Take a professor of mathematics from a major university, drop him in the jungle next to the other man. Tell them to survive the next 3 months on their own. Professor dies on day 28. Conclude the professor is a moron.



_"Everyone is a genius. But if you judge a fish by its ability to climb a tree, it will live its whole life believing that it is stupid"._


----------



## Handsome Dyke (Oct 4, 2012)

There are so many problems and questions related to methodology that this can't even be taken seriously. The test's sample size is just over half a million—used to represent 7+ billion.


chad86tsi said:


> Take a professor of mathematics from a major university, drop him in the jungle next to the other man. Tell them to survive the next 3 months on their own. Professor dies on day 28. Conclude the professor is a moron.


Exactly. Concluding that a society full of farmers is borderline cognitively deficient effectively because they don't sit around staring at screens and geometric patterns all day is ridiculous. I think the linked article even mentioned that differences in IQ are partly attributable to different education systems—people in rural Bumfuckistan don't spend a lot of time learning geometry and don't need to. First worlders who _do_ spend a lot of time on such things, starting from early elementary years, will have an advantage due to mere familiarity, not to mention familiarity with the concept of IQ tests itself and the motivation to do well—people in other countries aren't quite so obsessed with who is smarter than who and likely don't even take the test very seriously.


> _"Everyone is a genius. But if you judge a fish by its ability to climb a tree, it will live its whole life believing that it is stupid"._


 This quote seems to directly contradict your other point because being a fish and having a fish's abilities and limitations is inherent; knowledge is not.


----------



## chad86tsi (Dec 27, 2016)

Nicomendes Saiyedros said:


> This quote seems to directly contradict your other point because being a fish and having a fish's abilities and limitations is inherent; knowledge is not.


The quote references the fish's belief in its own ability, not the intellectual potential of that fish. Let's not put mal-adapted or mal-applied labels on things.


----------



## Handsome Dyke (Oct 4, 2012)

chad86tsi said:


> The quote references the fish's belief in its own ability, not the intellectual potential of that fish. Let's not put mal-adapted or mal-applied labels on things.


 Ok. I don't see how that's relevant to the topic.


----------



## chad86tsi (Dec 27, 2016)

Nicomendes Saiyedros said:


> Ok. I don't see how that's relevant to the topic.

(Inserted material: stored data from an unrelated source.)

PR #10668, opened 2021-08-25
Introduce a new `Offset` format [KVL-1063]

hubert-da:
CHANGELOG_BEGIN

- [Integration Kit] Changes the Offset format to contain a version and therefore reduces the highest index size by one byte

CHANGELOG_END

### Pull Request Checklist

trigger the build.

### DIFF
--- a/ledger/participant-state/kvutils/src/main/scala/com/daml/ledger/participant/state/kvutils/OffsetBuilder.scala
+++ b/ledger/participant-state/kvutils/src/main/scala/com/daml/ledger/participant/state/kvutils/OffsetBuilder.scala
@@ -3,13 +3,11 @@
 
 package com.daml.ledger.participant.state.kvutils
 
-import java.io.{ByteArrayInputStream, ByteArrayOutputStream, DataInputStream, DataOutputStream}
-
 import com.daml.ledger.offset.Offset
 
 /** Helper functions for generating 16 byte [[Offset]]s from integers.
   * The created offset will look as follows:
-  * | highest index (64 bits) | middle index (32 bits) | lowest index (32 bits) |
+  * | zeros (8 bits) | highest index (56 bits) | middle index (32 bits) | lowest index (32 bits) |
   * Leading zeros will be retained when generating the resulting offset bytes.
   *
   * Example usage:
@@ -18,6 +16,7 @@ import com.daml.ledger.offset.Offset
   *   - If you may have multiple records per block then use [[OffsetBuilder.fromLong]] with the index within the block as the second argument.
   *
   * @see com.daml.ledger.offset.Offset
+  * @see com.daml.ledger.offset.VersionedOffsetBuilder
   * @see com.daml.ledger.participant.state.kvutils.api.KeyValueParticipantStateReader
   */
 object OffsetBuilder {
@@ -26,50 +25,27 @@ object OffsetBuilder {
   private[kvutils] val lowestStart = 12
   private[kvutils] val end = 16
 
-  def onlyKeepHighestIndex(offset: Offset): Offset = {
-    val highest = highestIndex(offset)
-    fromLong(highest)
-  }
+  private val delegate = VersionedOffsetBuilder(version = 0)
 
-  def dropLowestIndex(offset: Offset): Offset = {
-    val (highest, middle, _) = split(offset)
-    fromLong(highest, middle)
-  }
+  def onlyKeepHighestIndex(offset: Offset): Offset = delegate.onlyKeepHighestIndex(offset)
 
-  def setMiddleIndex(offset: Offset, middle: Int): Offset = {
-    val (highest, _, lowest) = split(offset)
-    fromLong(highest, middle, lowest)
-  }
+  def dropLowestIndex(offset: Offset): Offset = delegate.dropLowestIndex(offset)
 
-  def setLowestIndex(offset: Offset, lowest: Int): Offset = {
-    val (highest, middle, _) = split(offset)
-    fromLong(highest, middle, lowest)
-  }
+  def setMiddleIndex(offset: Offset, middle: Int): Offset = delegate.setMiddleIndex(offset, middle)
 
-  def fromLong(first: Long, second: Int = 0, third: Int = 0): Offset = {
-    val bytes = new ByteArrayOutputStream
-    val stream = new DataOutputStream(bytes)
-    stream.writeLong(first)
-    stream.writeInt(second)
-    stream.writeInt(third)
-    Offset.fromByteArray(bytes.toByteArray)
-  }
+  def setLowestIndex(offset: Offset, lowest: Int): Offset = delegate.setLowestIndex(offset, lowest)
 
-  // `highestIndex` is used a lot, so it's worth optimizing a little rather than reusing `split`.
-  def highestIndex(offset: Offset): Long = {
-    val stream = new DataInputStream(new ByteArrayInputStream(offset.toByteArray))
-    stream.readLong()
-  }
+  def fromLong(first: Long, second: Int = 0, third: Int = 0): Offset =
+    delegate.of(first, second, third)
 
-  def middleIndex(offset: Offset): Int = split(offset)._2
+  def highestIndex(offset: Offset): Long = VersionedOffsetBuilder.highestIndex(offset)
 
-  def lowestIndex(offset: Offset): Int = split(offset)._3
+  def middleIndex(offset: Offset): Int = VersionedOffsetBuilder.middleIndex(offset)
 
-  def split(offset: Offset): (Long, Int, Int) = {
-    val stream = new DataInputStream(new ByteArrayInputStream(offset.toByteArray))
-    val highest = stream.readLong()
-    val middle = stream.readInt()
-    val lowest = stream.readInt()
+  def lowestIndex(offset: Offset): Int = VersionedOffsetBuilder.lowestIndex(offset)
+
+  private[kvutils] def split(offset: Offset): (Long, Int, Int) = {
+    val (highest, middle, lowest) = VersionedOffsetBuilder.split(offset)
     (highest, middle, lowest)
   }
 }
--- a/ledger/participant-state/kvutils/src/main/scala/com/daml/ledger/participant/state/kvutils/OffsetBuilder.scala
+++ b/ledger/participant-state/kvutils/src/main/scala/com/daml/ledger/participant/state/kvutils/OffsetBuilder.scala
@@ -38,14 +38,14 @@ object OffsetBuilder {
   def fromLong(first: Long, second: Int = 0, third: Int = 0): Offset =
     delegate.of(first, second, third)
 
-  def highestIndex(offset: Offset): Long = VersionedOffsetBuilder.highestIndex(offset)
+  def highestIndex(offset: Offset): Long = delegate.highestIndex(offset)
 
-  def middleIndex(offset: Offset): Int = VersionedOffsetBuilder.middleIndex(offset)
+  def middleIndex(offset: Offset): Int = delegate.middleIndex(offset)
 
-  def lowestIndex(offset: Offset): Int = VersionedOffsetBuilder.lowestIndex(offset)
+  def lowestIndex(offset: Offset): Int = delegate.lowestIndex(offset)
 
   private[kvutils] def split(offset: Offset): (Long, Int, Int) = {
-    val (highest, middle, lowest) = VersionedOffsetBuilder.split(offset)
+    val (highest, middle, lowest) = delegate.split(offset)
     (highest, middle, lowest)
   }
 }
--- a/ledger/participant-state/kvutils/src/main/scala/com/daml/ledger/participant/state/kvutils/VersionedOffsetBuilder.scala
+++ b/ledger/participant-state/kvutils/src/main/scala/com/daml/ledger/participant/state/kvutils/VersionedOffsetBuilder.scala
@@ -59,27 +59,20 @@ class VersionedOffsetBuilder(version: Byte) {
     stream.writeInt(lowest)
     Offset.fromByteArray(bytes.toByteArray)
   }
-}
-
-object VersionedOffsetBuilder {
-
-  val MaxHighest: Long = (1L << 56) - 1
-
-  private val highestStartByte = 1
-  private val highestSizeBytes = 7
-  private val highestMask = 0x00ffffffffffffffL
-
-  def apply(version: Byte): VersionedOffsetBuilder = new VersionedOffsetBuilder(version)
 
   def version(offset: Offset): Byte = {
     val stream = toDataInputStream(offset)
-    stream.readByte()
+    val extractedVersion = stream.readByte()
+    validateVersion(extractedVersion)
+    extractedVersion
   }
 
   // `highestIndex` is used a lot, so it's worth optimizing a little rather than reusing `split`.
   def highestIndex(offset: Offset): Long = {
     val stream = toDataInputStream(offset)
-    readHighest(stream)
+    val (extractedVersion, highest) = readVersionAndHighest(stream)
+    validateVersion(extractedVersion)
+    highest
   }
 
   def middleIndex(offset: Offset): Int = split(offset)._2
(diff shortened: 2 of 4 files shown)


ledger/participant-state/kvutils/src/main/scala/com/daml/ledger/participant/state/kvutils/OffsetBuilder.scala
```diff
@@ -4,72 +4,100 @@
...
+    of(version, highest, middle, lowest)
   }
 
-  def fromLong(first: Long, second: Int = 0, third: Int = 0): Offset = {
+  def of(version: Byte, first: Long, second: Int = 0, third: Int = 0): Offset = {
     val bytes = new ByteArrayOutputStream
     val stream = new DataOutputStream(bytes)
-    stream.writeLong(first)
+    stream.writeByte(version.toInt)
+    writeSevenByteLong(first, stream)
```
hubert-da, line 57: Do we want to throw an exception if `first: Long` is too long?

ledger/participant-state/kvutils/src/test/suite/scala/com/daml/ledger/participant/state/kvutils/OffsetBuilderSpec.scala
```diff
@@ -14,67 +14,68 @@ class OffsetBuilderSpec extends AnyWordSpec with Matchers with ScalaCheckDrivenP
...
-      val offset = OffsetBuilder.fromLong(0)
+      val offset = OffsetBuilder.of(OffsetBuilder.DefaultVersion, 0)
 
       offset should be(zeroOffset)
     }
 
     "always return an offset of the same length" in {
-      forAll { (highest: Long, middle: Int, lowest: Int) =>
-        val offset = OffsetBuilder.fromLong(highest, middle, lowest)
+      forAll { (version: Byte, highest: Int, middle: Int, lowest: Int) =>
```
hubert-da, line 23: I changed the `highest` to `Int` to reduce the boilerplate. If you're not fine with that, I'll have to use `whenever` or something similar.

ledger/participant-state/kvutils/src/main/scala/com/daml/ledger/participant/state/kvutils/OffsetBuilder.scala
SamirTalwar-DA: Yes, good idea. I think you just want to check if `first < 0`.

With tests, please.

ledger/participant-state/kvutils/src/main/scala/com/daml/ledger/participant/state/kvutils/OffsetBuilder.scala
```diff
@@ -4,72 +4,101 @@
...
+  *   - If you have one record per block then use [[OffsetBuilder.of]] with a single argument, the block ID.
+  *   - If you may have multiple records per block then use [[OffsetBuilder.of]] with the index within the block as the second argument.
   *
   * @see com.daml.ledger.offset.Offset
   * @see com.daml.ledger.participant.state.kvutils.api.KeyValueParticipantStateReader
   */
 object OffsetBuilder {
-  private[kvutils] val highestStart = 0
+  val DefaultVersion: Byte = 0
+  val HighestIndexSize = 7
```
SamirTalwar-DA, line 26: Does this need to be public?

ledger/participant-state/kvutils/src/test/suite/scala/com/daml/ledger/participant/state/kvutils/OffsetBuilderSpec.scala
SamirTalwar-DA: Please use `whenever`, or preferably, `Gen.chooseNum`. We want to make sure that everything in the range works.

Something like this should work.

```suggestion
      val genHighest = Gen.chooseNum(0L, (1L << 56) - 1)
      forAll(arbitrary[Byte], genHighest, arbitrary[Int], arbitrary[Int]) {
        (version, highest, middle, lowest) =>
```

You can reuse that generator in other tests.

ledger/participant-state/kvutils/src/main/scala/com/daml/ledger/participant/state/kvutils/OffsetBuilder.scala
```diff
@@ -4,72 +4,101 @@
...
+
+  private[kvutils] val highestStart = 1
   private[kvutils] val middleStart = 8
   private[kvutils] val lowestStart = 12
   private[kvutils] val end = 16
 
   def onlyKeepHighestIndex(offset: Offset): Offset = {
```
SamirTalwar-DA, line 33: I think you're going to need a method to extract the version, too.

hubert-da: Isn't this one enough: https://github.com/digital-asset/daml/pull/10668/files#diff-95c4c69783488dd7b39c4269e0d257f53a8f49dfdeb4994e6bfc8cf600ecc5d9R64 (`def version(offset: Offset): Byte = split(offset)._1`)?

ledger/participant-state/kvutils/src/main/scala/com/daml/ledger/participant/state/kvutils/OffsetBuilder.scala
hubert-da: No, don't think so, thanks

ledger/participant-state/kvutils/src/main/scala/com/daml/ledger/participant/state/kvutils/OffsetBuilder.scala
SamirTalwar-DA: Oh, missed that! Thanks.

ledger/participant-state/kvutils/src/main/scala/com/daml/ledger/participant/state/kvutils/OffsetBuilder.scala
```diff
@@ -4,72 +4,101 @@
...
+      ((readBuffer(3) & 255).toLong << 24) +
+      ((readBuffer(4) & 255) << 16) +
+      ((readBuffer(5) & 255) << 8) +
+      ((readBuffer(6) & 255) << 0)
+  }
+
+  private def writeSevenByteLong(first: Long, stream: DataOutputStream): Unit = {
+    val buffer = ByteBuffer.allocate(8)
+    buffer.putLong(first << 8) // shift to preserve the sign bit
+    stream.write(buffer.array(), 0, HighestIndexSize)
```
SamirTalwar-DA, line 102: I'm not understanding the shift, and why you want to preserve the sign bit. Why not something like:

```suggestion
    buffer.putLong(first)
    stream.write(buffer.array(), 1, HighestIndexSize + 1)
```

If you preserve the sign bit, won't shifting overwrite bit 2? Surely if the sign bit is set, we should throw or something?

ledger/participant-state/kvutils/src/main/scala/com/daml/ledger/participant/state/kvutils/OffsetBuilder.scala
hubert-da: What do you think about using an unsigned long? Haven't ever used that but maybe it makes sense.

hubert-da: Also, I think I would check the maximum value as well. WDYT?

ledger/participant-state/kvutils/src/main/scala/com/daml/ledger/participant/state/kvutils/OffsetBuilder.scala
```diff
@@ -4,72 +4,101 @@
...
+    val version = stream.readByte()
+    val highest = readSevenByteLong(stream)
     val middle = stream.readInt()
     val lowest = stream.readInt()
-    (highest, middle, lowest)
+    (version, highest, middle, lowest)
+  }
+
+  private def readSevenByteLong(stream: DataInputStream): Long = {
+    // mostly copied from DataInputStream.readLong
```
fabiotudone-da, line 87: I am against replicating this; how instead about letting `DataInputStream.readLong` read it from 8-bytes where the first one is an addition and is empty (given that the expected byte order in the buffer is big endian)?

ledger/participant-state/kvutils/src/test/suite/scala/com/daml/ledger/participant/state/kvutils/OffsetBuilderSpec.scala
```diff
@@ -14,67 +14,68 @@ class OffsetBuilderSpec extends AnyWordSpec with Matchers with ScalaCheckDrivenP
 
   "OffsetBuilder" should {
```
fabiotudone-da, line 15: I think it's important to make sure we test corner cases around the 7-bytes `Long`.

ledger/participant-state/kvutils/src/main/scala/com/daml/ledger/participant/state/kvutils/OffsetBuilder.scala
SamirTalwar-DA: Scala/Java has unsigned longs?

SamirTalwar-DA: And yes, you're right, you need to check the maximum value too; I was getting bits and bytes confused.

SamirTalwar-DA: This didn't show up for me:

> I think returning an Option or Try would be better.

I'd prefer not to; it would complicate the API for an edge case that should, in theory, never ever happen.

ledger/participant-state/kvutils/src/main/scala/com/daml/ledger/participant/state/kvutils/OffsetBuilder.scala
```diff
@@ -4,72 +4,101 @@
...
-    val highest = stream.readLong()
+    val version = stream.readByte()
+    val highest = readSevenByteLong(stream)
     val middle = stream.readInt()
     val lowest = stream.readInt()
-    (highest, middle, lowest)
+    (version, highest, middle, lowest)
+  }
+
+  private def readSevenByteLong(stream: DataInputStream): Long = {
```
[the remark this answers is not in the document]
SamirTalwar-DA: "Seven-byte long" is, I believe, correct English. "Seven bytes long" doesn't read as well to me.

ledger/participant-state/kvutils/src/main/scala/com/daml/ledger/participant/state/kvutils/OffsetBuilder.scala
fabiotudone-da: Exception at least, then, but not sure what are the consequences.

ledger/participant-state/kvutils/src/main/scala/com/daml/ledger/participant/state/kvutils/OffsetBuilder.scala
hubert-da: Initially, I wasn't sure if we allow negative numbers. The tests were checking them. I had an impression that there can be a situation where the byte array looks like this: [-1, 2, 3, 4, 5, 6, 7, 8] and we have to shift to make it look like [-2, 3, 4, 5, 6, 7, 8, 0]. It may be total BS, so if we don't support negative numbers, let's not bother with that. `+ 1` is not needed, as it is a length.

ledger/participant-state/kvutils/src/main/scala/com/daml/ledger/participant/state/kvutils/OffsetBuilder.scala
```diff
@@ -4,72 +4,101 @@
...
-  *   - If you may have multiple records per block then use [[OffsetBuilder.fromLong]] with the index within the block as the second argument.
+  *   - If you have one record per block then use [[OffsetBuilder.of]] with a single argument, the block ID.
+  *   - If you may have multiple records per block then use [[OffsetBuilder.of]] with the index within the block as the second argument.
   *
   * @see com.daml.ledger.offset.Offset
   * @see com.daml.ledger.participant.state.kvutils.api.KeyValueParticipantStateReader
   */
 object OffsetBuilder {
-  private[kvutils] val highestStart = 0
+  val DefaultVersion: Byte = 0
```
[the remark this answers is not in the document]
hubert-da: What do you propose?

ledger/participant-state/kvutils/src/main/scala/com/daml/ledger/participant/state/kvutils/OffsetBuilder.scala
hubert-da: > Scala/Java has unsigned longs?

Since Java 8, I think. Let me try it out and see how it looks.

ledger/participant-state/kvutils/src/main/scala/com/daml/ledger/participant/state/kvutils/OffsetBuilder.scala
hubert-da: How would you like to provide this additional byte?

ledger/participant-state/kvutils/src/main/scala/com/daml/ledger/participant/state/kvutils/OffsetBuilder.scala
```diff
@@ -4,72 +4,101 @@
...
+      ((readBuffer(2) & 255).toLong << 32) +
+      ((readBuffer(3) & 255).toLong << 24) +
+      ((readBuffer(4) & 255) << 16) +
+      ((readBuffer(5) & 255) << 8) +
+      ((readBuffer(6) & 255) << 0)
+  }
+
+  private def writeSevenByteLong(first: Long, stream: DataOutputStream): Unit = {
+    val buffer = ByteBuffer.allocate(8)
+    buffer.putLong(first << 8) // shift to preserve the sign bit
```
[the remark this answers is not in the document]
hubert-da: Ignore this, I'm just going to go with:
```
buffer.putLong(first)
stream.write(buffer.array(), 1, highestIndexSize)
```

ledger/participant-state/kvutils/src/main/scala/com/daml/ledger/participant/state/kvutils/OffsetBuilder.scala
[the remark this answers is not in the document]
fabiotudone-da: I think we went with a `vN' package and a `Version` constant somewhere else and I think it makes sense. It would also conveniently (as we're going to have another one) make this builder the first version.

ledger/participant-state/kvutils/src/main/scala/com/daml/ledger/participant/state/kvutils/OffsetBuilder.scala
SamirTalwar-DA: > Exception at least, then, but not sure what are the consequences.

Probably more pleasant than the previous consequences of exceeding the limit, which were to roll around to `Long.MinValue` (`-9223372036854775808`).

ledger/participant-state/kvutils/src/main/scala/com/daml/ledger/participant/state/kvutils/VersionedOffsetBuilder.scala
```diff
@@ -0,0 +1,107 @@
...
+  }
+
+  def setLowestIndex(offset: Offset, lowest: Int): Offset = {
+    val (highest, middle, _) = split(offset)
+    of(highest, middle, lowest)
+  }
+
+  def of(first: Long, second: Int = 0, third: Int = 0): Offset = {
+    if (first < 0 || first > MaxHighest)
+      throw new IllegalArgumentException(s"Highest: $first is out of range [0, $MaxHighest]")
```
fabiotudone-da, line 48: Shouldn't we also validate that `second` and `third` are positive?

SamirTalwar-DA: I think that's a good idea.

hubert-da: Done

ledger/participant-state/kvutils/src/test/suite/scala/com/daml/ledger/participant/state/kvutils/VersionedOffsetBuilderSpec.scala
```diff
@@ -0,0 +1,89 @@
...
+          the[IllegalArgumentException] thrownBy VersionedOffsetBuilder(version).of(
+            highest,
+            middle,
+            lowest,
+          ) should have message s"requirement failed: lowest ($lowest) is lower than 0"
+      }
+    }
+
+    "fail on a wrong version" in {
+      forAll(genHighest, Gen.posNum[Int], Gen.posNum[Int], genDifferentVersions) {
```
miklos-da, line 68: Can you add test that we do check the offset's version for `VersionedOffsetBuilder.split` as well, please? That should cover the other setters/getters as well like `setLowestIndex`.

SamirTalwar-DA (approved):

miklos-da (approved):

ledger/participant-state/kvutils/src/test/suite/scala/com/daml/ledger/participant/state/kvutils/VersionedOffsetBuilderSpec.scala
hubert-da: Done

Telling someone they are stupid by "X" measure when they live in a "Y" world is nonsense. It has a few potential motives, some of which are not good. It also has little relevance in the "X" world anyway. I don't see any upside to such an endeavor, and several down sides.


----------



## Handsome Dyke (Oct 4, 2012)

chad86tsi said:


> Telling someone they are stupid by "X" measure when they live in a "Y" world is nonsense. It has a few potential motives, some of which are not good. It also has little relevance in the "X" world anyway. I don't see any upside to such an endeavor, and several down sides.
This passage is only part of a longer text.